WORK TO BE COMPLETED: Beginning with the first line of the data below, reproduce every line unchanged, ending with the line that holds "## User Story".

PROVIDED ENTRIES:
────────────────────────────────────────
PR #3278, opened 2026-09-11
fix(driver-mxc): resolve StopSandbox by sandbox_id

### LINKED ISSUE #3253: bug(driver-mxc): StopSandbox discards sandbox_id and can stop a same-named sandbox in another workspace
## User Story

As an operator running sandboxes across multiple workspaces on the MXC driver, I want a stop request to act on exactly the sandbox the gateway identified, so that stopping a sandbox in one workspace never interrupts an unrelated sandbox that happens to share its name.

## Problem Statement

`StopSandbox` on the MXC driver discards the `sandbox_id` it receives and resolves the target by name alone.

`crates/openshell-driver-mxc/src/grpc.rs:124-128`:

```rust
if req.sandbox_name.is_empty() {
    return Err(Status::invalid_argument("sandbox_name is required"));
}
self.backend.stop_sandbox(&req.sandbox_name).await?;
```

`req.sandbox_id` is never read. The backend then resolves by name (`crates/openshell-driver-mxc/src/driver.rs:441`):

```rust
let entry = registry
    .values()
    .find(|entry| entry.sandbox.name == sandbox_name)
    .ok_or_else(|| tonic::Status::not_found(format!("sandbox {sandbox_name} not found")))?;
```

Nothing verifies afterward that the resolved entry is the one the request named.

Sandbox names are unique per workspace, not globally (`crates/openshell-server/src/persistence/tests.rs:684`, `sqlite_name_unique_scoped_by_workspace`), so two sandboxes in different workspaces can legitimately share a name. The MXC registry permits this: `create_sandbox` rejects duplicates by id only (`driver.rs:389`), never by name. With two same-named entries present, `HashMap::values().find(...)` picks one by iteration order.

The driver already carries the information needed to disambiguate — `SandboxEntry.sandbox.workspace` is populated (`driver.rs:877`) — and the same file already demonstrates the missing guard. `GetSandbox` performs a post-resolution id check (`grpc.rs:90`):

```rust
if !req.sandbox_id.is_empty() && req.sandbox_id != sandbox.id {
    return Err(Status::failed_precondition("sandbox_id did not match the fetched sandbox"));
}
```

`StopSandbox` has no equivalent.

## Impact / Why This Matters

The gateway always sends a valid `sandbox_id` on `StopSandbox`, so this misfires on ordinary traffic — no restart, retry, or unusual state is required. An operator stopping `demo` in one workspace can silently stop `demo` in another, terminating a live workload with no error surfaced to either caller. Which sandbox is hit depends on hash iteration order, so the failure is not reproducible run to run.

There is no workaround available to the caller: the request already carries the correct id and the driver ignores it. Avoiding the bug requires never reusing a sandbox name across workspaces on an MXC gateway, which contradicts the workspace-scoped naming the rest of the product guarantees.

Related: #3234 and #3240 address the same class of defect in the Docker driver.

## Acceptance Criteria

- [ ] `StopSandbox` resolves the target using `sandbox_id` when the request supplies one, and does not fall back to the name in that case.
- [ ] A stop request carrying a valid `sandbox_id` never acts on a different sandbox that shares the `sandbox_name`.
- [ ] A name-only stop request that matches more than one sandbox fails with a deterministic error instead of selecting one by iteration order.
- [ ] Regression tests cover: id-scoped stop with two same-named sandboxes in different workspaces stops only the requested one; ambiguous name-only stop is rejected.
- [ ] `DeleteSandbox` on the same driver is audited for the same weakness (`grpc.rs:145-155` forwards both fields; its backend path was not traced during this investigation).

## Reproduction Steps

Code inspection; not reproduced against a running MXC gateway (Windows-only driver).

1. Create workspaces `alpha` and `beta` on a gateway using the MXC compute driver.
2. Create a sandbox named `demo` in `alpha`, and another named `demo` in `beta`. Both are accepted — names are unique per workspace, and the MXC registry rejects duplicates by id only.
3. Issue `StopSandbox` for the `demo` in `beta`. The gateway sends both that sandbox's id and the name `demo`.
4. Observe that the driver ignores the id and resolves `demo` by name, so the sandbox stopped may be the one in `alpha`.

## Environment

- OS: Windows (MXC driver is Windows-only)
- Runtime, deployment, or integration: MXC compute driver, gateway with more than one workspace

letv1nnn:
## Summary

`StopSandbox` on the MXC driver discarded the `sandbox_id` the gateway sends and
resolved the target by name alone, over a registry that is shared across
workspaces. Because sandbox names are unique per workspace rather than globally,
a stop request could terminate a same-named sandbox in a different workspace,
chosen by hash iteration order. This makes `sandbox_id` authoritative for stop,
matching the contract `DeleteSandbox` already enforces on the same driver.

## Related Issue

Fixes #3253

## Changes

- `grpc.rs`: `StopSandbox` now rejects an empty `sandbox_id` with `InvalidArgument` and forwards both identifiers to the backend. This mirrors the existing `DeleteSandbox` validation and removes name-only resolution rather than making it deterministic, matching the Podman and Kubernetes drivers. The gateway already populates `sandbox_id` on every stop call site, so no supported caller is affected.
- `driver.rs`: `MxcComputeBackend::stop_sandbox` takes `sandbox_id` and resolves through `registry.get(sandbox_id)` instead of scanning `values()` for a name match, then returns `FailedPrecondition` when the resolved entry's name disagrees. This is the same id-first lookup plus name guard that `delete_sandbox` already uses. It also turns a linear scan into a hash lookup on the key the registry is already keyed by.
- Tests: added a `driver_sandbox_named` helper so a sandbox's id, name, and workspace can be set independently. The existing helper forced `name == id.to_string()`, which made the whole class of id/name confusion bugs inexpressible in the suite. Added `sandbox_by_id` and `wait_for_id` because `get_sandbox` and `wait_for` resolve by name and cannot address an individual entry once two sandboxes share one.

Audited `DeleteSandbox` on this driver for the same weakness, per the issue's final acceptance criterion. It is already sound: id-first lookup with a `FailedPrecondition` name guard, and every subsequent operation keys on `sandbox_id`. No change needed. `GetSandbox` resolves by name but fails closed on an id mismatch, so it can return a wrong-workspace error but never mutates the wrong sandbox. `StopSandbox` was the only handler with no id gate at all.

## Testing

## Checklist

### DIFF
--- a/crates/openshell-driver-mxc/src/driver.rs
+++ b/crates/openshell-driver-mxc/src/driver.rs
@@ -438,22 +438,30 @@ impl MxcComputeBackend {
 
         Ok(())
     }
-    pub async fn stop_sandbox(&self, sandbox_name: &str) -> Result<(), tonic::Status> {
-        let (sandbox_id, lifecycle_gate) = {
+    pub async fn stop_sandbox(
+        &self,
+        sandbox_id: &str,
+        sandbox_name: &str,
+    ) -> Result<(), tonic::Status> {
+        let lifecycle_gate = {
             let registry = self.registry.lock().await;
-            let entry = registry
-                .values()
-                .find(|entry| entry.sandbox.name == sandbox_name)
-                .ok_or_else(|| {
-                    tonic::Status::not_found(format!("sandbox {sandbox_name} not found"))
-                })?;
-            (entry.sandbox.id.clone(), entry.lifecycle_gate.clone())
+            let entry = registry.get(sandbox_id).ok_or_else(|| {
+                tonic::Status::not_found(format!("sandbox {sandbox_name} not found"))
+            })?;
+
+            if entry.sandbox.name != sandbox_name {
+                return Err(tonic::Status::failed_precondition(
+                    "sandbox_id did not match sandbox_name",
+                ));
+            }
+
+            entry.lifecycle_gate.clone()
         };
 
         let _lifecycle_guard = lifecycle_gate.lock().await;
         let (iso_id, mut isolation_stopped, cancel, monitor_task) = {
             let mut registry = self.registry.lock().await;
-            let entry = registry.get_mut(&sandbox_id).ok_or_else(|| {
+            let entry = registry.get_mut(sandbox_id).ok_or_else(|| {
                 tonic::Status::not_found(format!("sandbox {sandbox_name} not found"))
             })?;
             (
@@ -481,7 +489,7 @@ impl MxcComputeBackend {
         }
 
         let mut registry = self.registry.lock().await;
-        if let Some(entry) = registry.get_mut(&sandbox_id) {
+        if let Some(entry) = registry.get_mut(sandbox_id) {
             entry.isolation_stopped = isolation_stopped;
             entry.phase_state = PhaseState::Stopped;
             entry.sandbox = make_sandbox_with_condition(
@@ -931,6 +939,19 @@ mod lifecycle_tests {
             status: None,
         }
     }
+
+    fn driver_sandbox_named(
+        id: &str,
+        name: &str,
+        workspace: &str,
+        command: Vec<String>,
+    ) -> DriverSandbox {
+        let mut sandbox = driver_sandbox_with_command(id, "", command);
+        sandbox.name = name.to_string();
+        sandbox.workspace = workspace.to_string();
+        sandbox
+    }
+
     fn fs_policy(read_write: &[&str]) -> SandboxPolicy {
         SandboxPolicy {
             filesystem: Some(FilesystemPolicy {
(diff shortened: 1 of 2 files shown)


sylvesterkaczmarek (commented):
The id/name validation happens before waiting on `lifecycle_gate`, but after the await the code only does `registry.get_mut(sandbox_id)` and does not verify it is still the entry whose gate/name was checked. A concurrent delete followed by recreation of the same id can therefore make this stop act on the replacement while holding the old entry’s gate. Could we revalidate the entry after acquiring the gate (including gate identity/name), and cover delete/recreate racing with stop?

sylvesterkaczmarek (approved):
Rechecked `1d4a5734`. After waiting on the lifecycle gate, stop now revalidates that the registry entry still owns the same gate allocation before acting, and the delete/recreate regression covers reuse of the same sandbox id. This resolves the race I raised.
────────────────────────────────────────
ANSWER TO THE EXERCISE:
PR #3278, opened 2026-09-11
fix(driver-mxc): resolve StopSandbox by sandbox_id

### LINKED ISSUE #3253: bug(driver-mxc): StopSandbox discards sandbox_id and can stop a same-named sandbox in another workspace
## User Story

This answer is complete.